11.04.2021 - 2. Sonntag der Osterzeit - Eigenartig, dass gerade Thomas als „der Ungläubige“ bezeichnet wird. Diesen Titel verdankt er meiner Meinung nach vor allem einer Eigenschaft: dass er einfach ehrlich ist.
Er bemüht sich gar nicht drum, seine Zweifel zu verstecken. Lauthals verkündet er, dass er es schlicht und einfach nicht glauben kann, dass Jesus lebt, obwohl ihm das seine Freude klar zu machen versuchen.
Ein sehr heutiger Mensch. Einer, der durch und durch authentisch ist. Der lieber auf Widerstand stößt, als sich selbst zu verbiegen. Also lieber „ungläubig“ als einer der sich fromm gibt, aber dessen Glaube nur Fassade ist.
Ich glaube, das Thomas in seiner selbstbewussten Behauptung, dass er Jesus selber begegnen und seine Wunden berühren will, seine tiefste Sehnsucht zum Ausdruck bringt. Thomas sitzt der Schreck des Karfreitags in den Knochen. Thomas weiss, tot ist wirklich tot. Wenn Jesus lebt, dann nur mitsamt den tödlichen Wunden, die ihm zugefügt wurden.
Wenn wir als Kirche weniger werden, wenn geliebte Traditionen wegbrechen, dann erleben wir auch heute die Wunden Jesu.
Wenn Kirche mit ihren dunklen Seiten konfrontiert ist: Missbrauch von Macht und Sexualität in vielfältigen Formen – dann erleben wir die Wunden Jesu.
Wenn Menschen die mühsamen Seiten des Lebens erfahren, plötzlich von Krankheit überfallen und von Krisen überrollt werden, dann erleben wir die Wunden Jesu.

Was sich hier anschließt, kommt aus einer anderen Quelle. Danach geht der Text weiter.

PR #2023, opened 2021-12-20
IBX-1552 As a QA I want spike test coverage for deep links

pbisaga:
| Question      | Answer
| ------------- | ---
| Tickets       | https://issues.ibexa.co/browse/IBX-1552
| Bug fix?      | no
| New feature?  | no
| BC breaks?    | no
| Tests pass?   | yes/no
| Doc needed?   | no

#### Checklist:
- [ ] Ready for Code Review

### DIFF
--- a/features/standard/Authentication.feature
+++ b/features/standard/Authentication.feature
@@ -17,3 +17,9 @@ Feature: Verify that Admin Panel is available only for authenticated users
     Given I open Login page in admin SiteAccess
     When I log in as admin with password notpublish
     Then I should be on Login page
+
+  @javascript
+  Scenario: Should be redirected to the same page in back office after login
+    Given I try to open "System Information" page in admin SiteAccess
+    When I log in as admin with password publish
+    Then I should be on "System Information" page


features/standard/Authentication.feature
```diff
@@ -17,3 +17,10 @@ Feature: Verify that Admin Panel is available only for authenticated users
     Given I open Login page in admin SiteAccess
     When I log in as admin with password notpublish
     Then I should be on Login page
+
+  @javascript 
+  Scenario: Should be redirected to the same page in back office after relogin
```
mnocon: I don't think the application behaves like that and it's a different Scenario than what's in https://issues.ibexa.co/browse/EZP-26238

I'd start with the ticket description:
```
For example, in eZ Publish 5.4.7, if you point your browser to:
http://example.com/ezdemo_site_admin/Tests/Article-1
...you will get to that page after login. In eZ Studio that no longer happens, you always get re-directed to the dashboard after login.
```

which we then could convert into a Scenario like this:
```
Given I open back office deep link page X
And I login as <USER>
Then I should be on Page X
```
Which we will have to adjust and reuse our existing Steps.

I think that there are two issues with the current Scenario:
1) It uses logout, which https://issues.ibexa.co/browse/EZP-26238 does not mention at all - imho it's best to focus on the initial Scenario first
2) It uses logout, but it never logs in before that - which seems incorrect

micszo (approved):
LGTM. 🙂

bogusez (approved):

mnocon (approved):

tomaszszopinski (approved):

Wenn unser kindlicher Glaube zerbröselt, wenn uns die Frage nach Gott unruhig macht und auf einmal in unserer religiösen Vorstellung nichts mehr so ist wie vorher: dann erleben wir die Wunden Jesu
Und die erste Reaktion ist wie bei Thomas: es tut weh. Es gibt kein Auskommen. Es kommt einem dabei auch Glaube abhanden. Das Bild von Jesus, das Thomas hatte, ist zerbrochen, seine jugendliche Euphorie verraucht. Was bleibt ist nur eine brennende Sehnsucht. „Wenn ich nicht die Male der Nägel sehe und meine Finger nicht in seine Wunden lege, glaube ich nicht.“ Thomas wünscht sich keinen Jesus, der so auftaucht als wäre nichts gewesen und alles geht weiter wie vorher. Sondern er sehnt sich danach, dass Jesus mitsamt seinen Wunden lebendig wird. Die grausamen Wunden werden zum Erkennungszeichen.
Als Thomas dann Jesus tatsächlich begegnet, braucht er nicht mehr hinzugreifen. Er glaubt nicht trotz der Wunden, trotz des Leides, das Jesus erlebt hat, sondern er glaubt, weil Jesus mit seinen Wunden der Lebendige ist.
An der Seite des ungläubigen Thomas können wir glauben lernen, dass in allem Niedergang von Kirche Gott neue Zukunft erstehen lässt. Dass bei allen dunklen Seiten der Institution und der Menschen in der Kirche das Licht dennoch leuchtet.
Dass aller Unglaube und Zweifel gar nicht so sehr der Niedergang des Glaubens, sondern oft vielleicht eine tiefe, verletzte Sehnsucht nach Gott ist.
Dass in allen Grenzerfahrungen von Krankheit und Krisen Gott noch lange nicht sein letztes Wort gesprochen hat.